The magnitude of the electric field between two plates of a parallel plate capacitor is 2.4×10^5 N/C. Each plate carries a charge whose magnitude is o.15 mC. What is the area of each plate?
E= Q/area * 1/epsilon
okay so I did that, but I still did not end up with the correct answer. The book says that the area of each plate should be 7.1×10^-2 m^2, but I keep getting an answer that is completely off from that.
area= Q/Ee= .15E-3/(2.4E5*8.85E-12)=71m^2
Is the mC milliCoulombs, or microCoulombs?
It microCoulombs, then area= .071m^2, which agrees with your text.
Thank you so much.
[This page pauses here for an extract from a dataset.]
PR #5570, opened 2026-03-30
[CMP-7202] Introduce Unified Multiplatform Pointer Click Modifier

gagik894:
## Summary
Introduces `Modifier.onPointerClick` in `org.jetbrains.compose.components.input`, providing a unified multiplatform API for handling pointer interactions (mouse buttons, stylus, keyboard modifiers) while preserving touch semantics.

I've got an AP test tomorrow and that really helps :)
To find the area of each plate, we can use the formula for the electric field between the plates of a parallel plate capacitor:
E = σ / ε₀
where E is the magnitude of the electric field, σ is the surface charge density, and ε₀ is the permittivity of free space.
In this case, we are given the magnitude of the electric field, E = 2.4×10^5 N/C. We are also given the charge on each plate, which can be written as q = 0.15 mC = 0.15 × 10^(-3) C.
The surface charge density can be calculated as σ = q / A, where A is the area of each plate.
Substituting these values into the formula for the electric field, we have:
2.4×10^5 N/C = (0.15 × 10^(-3) C) / A
Solving for A, we find:
A = (0.15 × 10^(-3) C) / (2.4×10^5 N/C)
A = 6.25×10^(-10) m^2
Therefore, each plate has an area of 6.25×10^(-10) square meters.